Activity: Would you return every entry below without a single difference?

(Collected data entries)
=== Begin Enclosure ===

PR #437, opened 2020-10-29
Adjust to upcoming Base Vararg change

Keno:

PR #457, opened 2020-12-17
fix failures on nightly 2

simeonschaub:
commits taken from #437 and #449, so this should probably not be squashed. Just fixes the tests and addresses some warnings on top of those PRs.

closes #437
closes #449

### DIFF
--- a/src/utils.jl
+++ b/src/utils.jl
@@ -248,7 +248,7 @@ end
 is_leaf(frame::Frame) = frame.callee === nothing
 
 function is_vararg_type(x)
-    if isa(Vararg, Type)
+    @static if isa(Vararg, Type)
         if isa(x, Type)
             (x <: Vararg && !(x <: Union{})) && return true
             if isa(x, UnionAll)
--- a/src/utils.jl
+++ b/src/utils.jl
@@ -248,12 +248,16 @@ end
 is_leaf(frame::Frame) = frame.callee === nothing
 
 function is_vararg_type(x)
-    if isa(x, Type)
-        (x <: Vararg && !(x <: Union{})) && return true
-        if isa(x, UnionAll)
-            x = Base.unwrap_unionall(x)
+    if isa(Vararg, Type)
+        if isa(x, Type)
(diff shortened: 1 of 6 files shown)


timholy:
Since you've done this, let's do it this way! Thanks again for getting this going.

simeonschaub:
I can also just rebase this after those two PRs are merged, if you'd prefer that

timholy:
Just extra work. No need for that.

timholy:
Is the email you made these commits with not registered with your GitHub account?

simeonschaub:
> Is the email you made these commits with not registered with your GitHub account?

Yes, those were made on a different computer, and apparently, I haven't set up git properly yet there.

src/utils.jl
```diff
@@ -248,12 +248,16 @@ end
 is_leaf(frame::Frame) = frame.callee === nothing
 
 function is_vararg_type(x)
-    if isa(x, Type)
-        (x <: Vararg && !(x <: Union{})) && return true
-        if isa(x, UnionAll)
-            x = Base.unwrap_unionall(x)
+    if isa(Vararg, Type)
```
aviatesk, line 251:
```suggestion
    @static if isa(Vararg, Type)
```

simeonschaub: Any functional reason to prefer `@static` here, or is it mostly stylistic?

aviatesk: yeah, it also may make it clearer that this branching because of version compatibility when we read this code later.

simeonschaub:
Any clue what's going on with the Windows failure? Looks unrelated to this PR though.

pfitzseb:
Looks like that `expanduser` related path issue that Tim tracked down, I think.

timholy:
I'm good with this. Any objections if we merge? (Non-squash.)

aviatesk:
I'm good too, I would appreciate it if we could have a new version that works on the current master soonish :p

timholy:
For your Ctrl-F5 pleasure: https://github.com/JuliaRegistries/General/pull/26534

=== End Enclosure ===

Task output:
PR #437, opened 2020-10-29
Adjust to upcoming Base Vararg change

Keno:

PR #457, opened 2020-12-17
fix failures on nightly 2

simeonschaub:
commits taken from #437 and #449, so this should probably not be squashed. Just fixes the tests and addresses some warnings on top of those PRs.

closes #437
closes #449

### DIFF
--- a/src/utils.jl
+++ b/src/utils.jl
@@ -248,7 +248,7 @@ end
 is_leaf(frame::Frame) = frame.callee === nothing
 
 function is_vararg_type(x)
-    if isa(Vararg, Type)
+    @static if isa(Vararg, Type)
         if isa(x, Type)
             (x <: Vararg && !(x <: Union{})) && return true
             if isa(x, UnionAll)
--- a/src/utils.jl
+++ b/src/utils.jl
@@ -248,12 +248,16 @@ end
 is_leaf(frame::Frame) = frame.callee === nothing
 
 function is_vararg_type(x)
-    if isa(x, Type)
-        (x <: Vararg && !(x <: Union{})) && return true
-        if isa(x, UnionAll)
-            x = Base.unwrap_unionall(x)
+    if isa(Vararg, Type)
+        if isa(x, Type)
(diff shortened: 1 of 6 files shown)


timholy:
Since you've done this, let's do it this way! Thanks again for getting this going.

simeonschaub:
I can also just rebase this after those two PRs are merged, if you'd prefer that

timholy:
Just extra work. No need for that.

timholy:
Is the email you made these commits with not registered with your GitHub account?

simeonschaub:
> Is the email you made these commits with not registered with your GitHub account?

Yes, those were made on a different computer, and apparently, I haven't set up git properly yet there.

src/utils.jl
```diff
@@ -248,12 +248,16 @@ end
 is_leaf(frame::Frame) = frame.callee === nothing
 
 function is_vararg_type(x)
-    if isa(x, Type)
-        (x <: Vararg && !(x <: Union{})) && return true
-        if isa(x, UnionAll)
-            x = Base.unwrap_unionall(x)
+    if isa(Vararg, Type)
```
aviatesk, line 251:
```suggestion
    @static if isa(Vararg, Type)
```

simeonschaub: Any functional reason to prefer `@static` here, or is it mostly stylistic?

aviatesk: yeah, it also may make it clearer that this branching because of version compatibility when we read this code later.

simeonschaub:
Any clue what's going on with the Windows failure? Looks unrelated to this PR though.

pfitzseb:
Looks like that `expanduser` related path issue that Tim tracked down, I think.

timholy:
I'm good with this. Any objections if we merge? (Non-squash.)

aviatesk:
I'm good too, I would appreciate it if we could have a new version that works on the current master soonish :p

timholy:
For your Ctrl-F5 pleasure: https://github.com/JuliaRegistries/General/pull/26534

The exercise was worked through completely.